[Opening Data for this task section]

PR #13391, opened 2026-08-03
[BugFix][MiniMax M3] Fix repeated-output drift in sparse attention

yejj710:

This PR fixes repeated-output drift in the MiniMax M3 Triton sparse attention implementation.

- Masks K/V loads for invalid pages and partially valid tail blocks in both prefill and decode kernels, preventing invalid cache data from affecting attention results.
- Limits the decode index block count to the actual block table width.
- Preserves the existing tensor-parallel block sharding constraints when calculating the effective block count.

Yes. MiniMax M3 sparse attention produces stable and repeatable outputs for requests containing tail blocks or invalid sparse-attention selections.

There are no API, configuration, or interface changes.

Not involved
- vLLM version: v0.26.0


linfeng-yuan:
1) PTAL @ZT-AIA 
2) Please verify this PR on A2 and A3. @yejj710

PR #14794, opened 2026-08-24
[Test][Feature] Add Qwen3.5-27B multi-LoRA MTP eager serving E2E

Agoni-02:
This PR adds an end-to-end (E2E) test for Qwen3.5-27B serving with multi-LoRA and built-in Multi-Token Prediction (MTP) in eager mode (without ACL graph). It covers the serving path that preloads two named LoRA modules and ensures that the LoRA routing works correctly by verifying the chat completions output of both adapters.

PR CI is Hugging Face offline (`HF_HUB_OFFLINE=1`) and uses ModelScope. There is no ModelScope-hosted Qwen3.5-27B PEFT adapter, so the test synthesizes two rank-8 adapters with the 27B MLP shapes. Local `MIX_LORA_A` / `MIX_LORA_B` still override that path.

No.

Added `tests/e2e/pull_request/four_card/lora/test_qwen35_27b_multi_lora_mtp_eager.py` which starts `RemoteOpenAIServer` with TP=4, `--enforce-eager`, `qwen3_5_mtp`, fully-sharded LoRA, and two `--lora-modules` names, then checks `/v1/models` and `/v1/chat/completions` for `mix-lora-a` vs `mix-lora-b`.

- vLLM version: v0.27.1

### DIFF
--- a/.github/workflows/scripts/test_config.yaml
+++ b/.github/workflows/scripts/test_config.yaml
@@ -278,6 +278,7 @@
     - tests/ut/lora
     - tests/e2e/pull_request/one_card/lora
     - tests/e2e/pull_request/two_card/lora
+    - tests/e2e/pull_request/four_card/lora
 
 # CPU Weight Offloading
 - name: cpu_weight_offload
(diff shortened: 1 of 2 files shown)


voidvelocity (approved):
Add a test for e2e lora test to keep lora function correct.

zzzzwwjj (approved):

PR #14822, opened 2026-08-24
[Feature][MRV2] Support Eagle3 and DSpark with PP

LostFox11:

This PR extends the existing Model Runner V2 speculative-decoding pipeline-parallel path to support:

- MiniMax M3 with EAGLE3 + PP
- DeepSeek V4 with DSpark + PP

The implementation reuses the existing MRV2 `PPHandler`, request-state update, and sampled/draft-token broadcast flow. It adds only the model data and loader handling required by these methods:

- a typed PP transport utility for auxiliary hidden states;
- ordered auxiliary-hidden-state propagation across PP stages;
- receive-buffer construction for transported auxiliary tensors;
- complete local draft-model initialization on the last PP stage with draft `pipeline_parallel_size=1`;
- EAGLE-specific draft config isolation: EP and EPLB are disabled for the dense EAGLE draft, while other speculative methods retain the target configuration;
- DSpark loading support for target quantization inheritance and a local draft embedding when the target embedding is absent on the last PP stage.

The EAGLE3 guard is bypassed only for the registered MiniMax M3 architectures, and DSpark PP is enabled only for `DeepseekV4ForCausalLM`. Existing MTP and non-PP paths remain unchanged.

PIECEWISE graph mode is outside the scope of this PR. Eager mode is covered by the E2E test in this PR. MiniMax M3 was also manually validated with `FULL_DECODE_ONLY`; the unrelated ACLGraph backend-selection fix needed by that mode is tracked separately in #15405.

Yes. Model Runner V2 users can combine pipeline parallelism with MiniMax M3 EAGLE3 and DeepSeek V4 DSpark in the supported configurations above.

- Added an eight-card E2E accuracy test for DeepSeek V4 W8A8, DSpark, PP2/TP4/EP, eager mode, chunked prefill, and 5 draft tokens.
- Real-weight curl smoke tests completed with coherent deterministic output and repeated requests without hangs.
- `python3 -m py_compile` on changed Python files.
- `git diff --check`.

#### Manual GPQA-Diamond accuracy

AISBench evaluation used all 198 GPQA-Diamond samples (`b1ed2c`) with a 100% answer extraction rate.

| Model and speculative method | Parallelism | Execution mode | Accuracy |
| --- | --- | --- | ---: |
| MiniMax M3 W8A8 + EAGLE3 | PP2 / TP8 / EP | Target `FULL_DECODE_ONLY`, draft eager | 92.42% |
| DeepSeek V4 W8A8 + DSpark | TP8 / PP1 / EP (pure TP) | Eager | 85.35% (169/198) |
| DeepSeek V4 W8A8 + DSpark | PP2 / TP4 / EP | Eager | 83.84% (166/198) |

The DeepSeek V4 pure-TP baseline combines two shards: 85.00% on 100 samples and 85.71% on 98 samples. The PP result combines 85.00% on 100 samples and 82.65% on 98 samples. The two configurations differ by only three correct answers over the full 198-sample set, so no material accuracy regression was observed. This PR extends PP transport and draft initialization without changing target/draft model computation or verification semantics, and does not affect model accuracy in the supported modes.


vllm_ascend/patch/worker/patch_v2/patch_dspark.py
```diff
@@ -49,13 +57,35 @@ def _load_dspark_model_with_target_quant(target_model, vllm_config):
...
+    original_get_pp_group = dspark_utils.get_pp_group
+    original_should_share = eagle_utils._should_share
     if inherits_target_quant:
         model_utils.get_draft_quant_config = lambda _vllm_config: vllm_config.quant_config
+    if bypass_pp_guard:
+        # The upstream loader checks the live PP group independently of config.
+        single_rank_pp_group = SimpleNamespace(world_size=1)
+        dspark_utils.get_pp_group = lambda: single_rank_pp_group
+
+        def should_share(eagle, flag, draft, target):
```
wxsIcey, line 71: `should_share` should be a public method applicable to various speculative methods, please move it externally.

Regarding the speculative modifications, LGTM!

vllm_ascend/worker/v2/aclgraph_utils.py
```diff
@@ -62,9 +62,12 @@ def _get_graph_update_backend(
     for groups in attn_groups:
         for group in groups:
             backend = group.backend
-            if backend.get_impl_cls() is not None:
+            impl_cls = backend.get_impl_cls()
```
wxsIcey: Please revert this change.

vllm_ascend/patch/worker/patch_v2/patch_dspark.py
LostFox11: In the upstream VLLM, both eagle3 and dflash have skipped embed tokens shares in parallel pp. Currently, only dspark requires this modification.

vllm_ascend/worker/v2/aclgraph_utils.py
LostFox11: Done

freyfwt (approved):

vllm_ascend/worker/v2/spec_decode/autoregressive/speculator.py
```diff
@@ -97,9 +97,16 @@ def __init__(self, vllm_config: VllmConfig, device: torch.device):
 
     def _create_draft_vllm_config(self) -> VllmConfig:
         """Build the runtime config used while executing the draft model."""
+        parallel_config = replace(
+            self.vllm_config.parallel_config,
+            pipeline_parallel_size=1,
+            enable_expert_parallel=False,
+            enable_eplb=False,
```
freyfwt: Do not completely disable ep in the base class here. If eagle3 does not support ep, disable it separately in the eagle3 hierarchy.

xuchi-0808:
Hi @LostFox11, we hit the same MiniMax-M3 full-graph crash and extracted the `_get_graph_update_backend` selection change from this PR into a standalone bugfix: #15405.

[Closing Data for this task section]

Please reply with an exact copy of the lines above, starting at the first and ending at the line that holds "[Test][Feature] Add Qwen3.5-27B".

PR #13391, opened 2026-08-03
[BugFix][MiniMax M3] Fix repeated-output drift in sparse attention

yejj710:

This PR fixes repeated-output drift in the MiniMax M3 Triton sparse attention implementation.

- Masks K/V loads for invalid pages and partially valid tail blocks in both prefill and decode kernels, preventing invalid cache data from affecting attention results.
- Limits the decode index block count to the actual block table width.
- Preserves the existing tensor-parallel block sharding constraints when calculating the effective block count.

Yes. MiniMax M3 sparse attention produces stable and repeatable outputs for requests containing tail blocks or invalid sparse-attention selections.

There are no API, configuration, or interface changes.

Not involved
- vLLM version: v0.26.0


linfeng-yuan:
1) PTAL @ZT-AIA 
2) Please verify this PR on A2 and A3. @yejj710

PR #14794, opened 2026-08-24
[Test][Feature] Add Qwen3.5-27B multi-LoRA MTP eager serving E2E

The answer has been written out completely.